Hydraulic fracturing ("fracking") as a method to stimulate shallow, hard rock oil wells began in the 1860s. It was used in Pennsylvania, New York, Kentucky, and West Virginia. Initial efforts used explosive nitroglycerin in oil, water, and gas wells. Nonexplosive acid for well stimulation was introduced in the 1930s. Acid etching prevented fractures from closing completely, enhancing recovery. The same phenomenon was later discovered with water injection.
Slick water hydraulic fracturing is a technology used to extract natural gas and oil that lies within a shale rock formation thousands of feet beneath the earth’s surface. It is done by pumping water, sand, and chemicals at very high pressures into the well. The pressure cracks the rock around the injection site and the sand holds the cracks open after pressure is released.
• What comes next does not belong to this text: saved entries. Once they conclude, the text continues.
PR #1357, opened 2023-10-30
Force truncate for strings way over the limit with no spaces

Crabcyborg:
Fixes https://github.com/Strategy11/formidable-pro/issues/3811

I chose some hard coded values here.

If the length is 50 characters over what it should be, and I can't detect any spaces, then I truncate at the limit + 10.

**Before**
Screen Shot 2023-10-30 at 1 35 25 PM

**After**
Screen Shot 2023-10-30 at 1 35 16 PM

### DIFF
--- a/classes/helpers/FrmAppHelper.php
+++ b/classes/helpers/FrmAppHelper.php
@@ -2408,7 +2408,33 @@ class FrmAppHelper {
 			unset( $total_len, $word );
 		}
 
+		$sub = self::maybe_force_truncate_on_string_with_no_spaces( $sub, $length );
+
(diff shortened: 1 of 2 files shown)


stephywells (commented):
This looks great! I just have one question. "img src" includes a space, so I'm a little confused by how this is catching it.

Crabcyborg:
@stephywells The `strpos` check has a `$offset = $length` in its check, so it only checks for spaces after the limit.

I think the truncate works fine before that space, but it gets too long after the space.

stephywells (approved):

stephywells:
Thanks! I missed that! Great solution!

garretlaxton (approved):
This looks great!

The actual process uses multiple steps and several different chemicals. The chemicals will change depending on the company doing the fracking and the characteristics of the formation. In addition, each company has steps that are proprietary, so very little information is available on the chemicals used.
When the pressure from fracking is released, some of the fluids pumped into the well flow back to the surface. In addition to this “flowback” water, naturally occurring (produced) water also flows to the surface. After a short while, natural gas or oil will also flow. With time, the amount of injected water flowing back decreases while the produced water flow increases. A typical frack will use 3–5 million gallons of water and about 1/3 of the water injected will return to the surface.
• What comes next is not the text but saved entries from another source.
PR #2486, opened 2025-09-09
Lite: Replace special characters in CSS class names with standard naming

shervElmi:
This change improves CSS class naming by removing special characters that can cause issues with escaping and parsing. Updated class names to use standard hyphen-separated naming convention for better compatibility and cleaner code.

The change ensures consistent CSS class naming across the codebase without requiring escape characters, making the styles more maintainable and less error-prone.


Crabcyborg (approved):
Thank you Sherv!

PR #2496, opened 2025-09-18
Fixed Text Domain to one string in captcha.php

DAnn2012:
Fixed Text Domain to one string in captcha.php


Crabcyborg (approved):
Thanks for catching that @DAnn2012!

PR #2498, opened 2025-09-18
Enhance token input field initialization for AJAX-loaded fields

shervElmi:
This PR enhances the token input field initialization system to properly support fields that are dynamically loaded via AJAX. Previously, token input fields would not initialize correctly when added through AJAX operations.

## Before

CleanShot 2025-09-18 at 17 23 22

## After

CleanShot 2025-09-18 at 17 55 14


Crabcyborg (approved):
Thanks @shervElmi!

I haven't tested this but this looks good to me.

🚀

PR #2519, opened 2025-09-30
Fix Firefox display issue with input icon containers

shervElmi:
This PR fixes a Firefox-specific display issue where input icon containers in the custom format field did not render correctly. It affected the appearance and positioning of icons within date input fields when viewed in Firefox.

### Before

CleanShot 2025-09-30 at 22 30 47@2x

### After

CleanShot 2025-09-30 at 22 31 11@2x


Crabcyborg (approved):
Thanks Sherv!

PR #2524, opened 2025-10-01
add a sql db function that will retrieve a entry and its fields as ro…

Liviu-p:


Crabcyborg:
I feel like this query is maybe a bit too complex.

It's tough to know how this would perform for every customer.

I feel like there's another approach we can consider.

PR #2525, opened 2025-10-01
fix base font size inconsistency

Liviu-p:


Crabcyborg (approved):
Thanks @Liviu-p!

This appears to work well.

🚀

PR #2526, opened 2025-10-03
Update tests email gathering modal

lauramekaj1:


Crabcyborg (approved):
Thanks @lauramekaj1!

The CSS validation is just because of a `Status: 429 - Too Many Requests` error.

The API is being rate limited.

You can ignore that. It will start passing again after a short period.

PR #2527, opened 2025-10-03
Fix range selection that includes fields in section

AbdiTolesa:
Fix https://github.com/Strategy11/formidable-pro/issues/6017

### Test procedure
1. Create a form and add fields to it.
2. Add a Section field and add a few field rows to it.
3. Try multi selecting range of fields that include fields both in and out of the Section with Shift + click.
4. Confirm that you can select the range of fields as you wish. The whole row is selected by default when you click on a field inside a section for multi selection.

https://github.com/user-attachments/assets/617448cb-be11-4f47-9279-4336cc5e6d6b


AbdiTolesa:
> I’ve retested the fixes for Issues 2 and 3, and I was still able to reproduce the same unexpected behavior. Could you please check on your side as well?

Hi @lauramekaj1 Yes I think I had an illusion it was working as I haven't had a good number of fields inside my section. Those two issues are fixed for me. Could you verify that please?

lauramekaj1 (approved):

Crabcyborg:
Closing this for now. There are a lot of conflicts. We can start over from the main branch later.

With all of these variables there is no way to predict water quality and it will change rather quickly for the first two weeks of flow. After two weeks, the majority of the flow is produced water which is regulated differently than frack water.
For successful treatment of frack water, the fate of the wastewater must be known. In many states the frack water is injected into regulated deep wells – usually old drained gas or oil wells. The only water treatment usually necessary is filtration. This can be as simple as “sock” filters or as extensive as clarifiers depending on the solids loading.
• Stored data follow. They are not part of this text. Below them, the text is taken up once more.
PR #2534, opened 2025-10-08
Prevent new choice options aside from the choice label from displaying as separate elements in the builder

AbdiTolesa:
Fix https://github.com/Strategy11/formidable-pro/issues/6011
Before:

https://github.com/user-attachments/assets/0fd018cc-258b-473e-92b5-c69cb7cc4b6e

After:

https://github.com/user-attachments/assets/7c93bb69-29ce-4284-a74a-27420ef2a27c


js/src/admin/admin.js
```diff
@@ -6204,7 +6204,7 @@ window.frmAdminBuildJS = function() {
 			opts = [],
 			imageUrl = '';
 
-		const optVals = jQuery( 'input[name^="field_options[options_' + fieldId + ']"]' );
+		const optVals = jQuery( 'input[name^="field_options[options_' + fieldId + ']"][name*="label"], input[name^="field_options[options_' + fieldId + ']"][name*="value"]' );
```
Crabcyborg: @AbdiTolesa I'm pretty sure we want to support price here as well.

Crabcyborg (approved):
@AbdiTolesa I made some changes.

This change removes the need for some other funny logic underneath.

I got mixed up when I said we wanted to include `[price]`. In reality, it calls `continue` right away for anything that is `[value]`, `[price]`, or `[image]` (all of the other options we support here).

If no deep wells are available, the preferred method of disposal is reuse. The frack water will be blended with fresh water and used at another site. This seems simple until makeup water requirements are considered. Every fracking company has different requirements, but in general they want low:
• Metals – particularly barium, strontium, and iron
• Bacteria counts
If there are a lot of new wells being drilled, the drilling companies will dilute 20:1 with fresh water and not worry about chemistry. When fresh water is not available, or only a few wells are being drilled, the water will have to be treated to meet the service companies’ specifications. Since each company has different requirements, treatment processes vary but usually include filtration, chemical precipitation, and softening. Chemical usage is extremely high and sludge production may exceed 20 tons/day for a 200 gpm flow.
When no opportunity for dilution is available, the first few days of wastewater flow can be treated and reused. When the total dissolved solids in the wastewater exceed 10,000 ppm, it can no longer be reused. The only options are deep well injection or zero liquid discharge by using evaporators and crystallizers. Some of the dry waste has been used for road salt but most has to be encased and buried.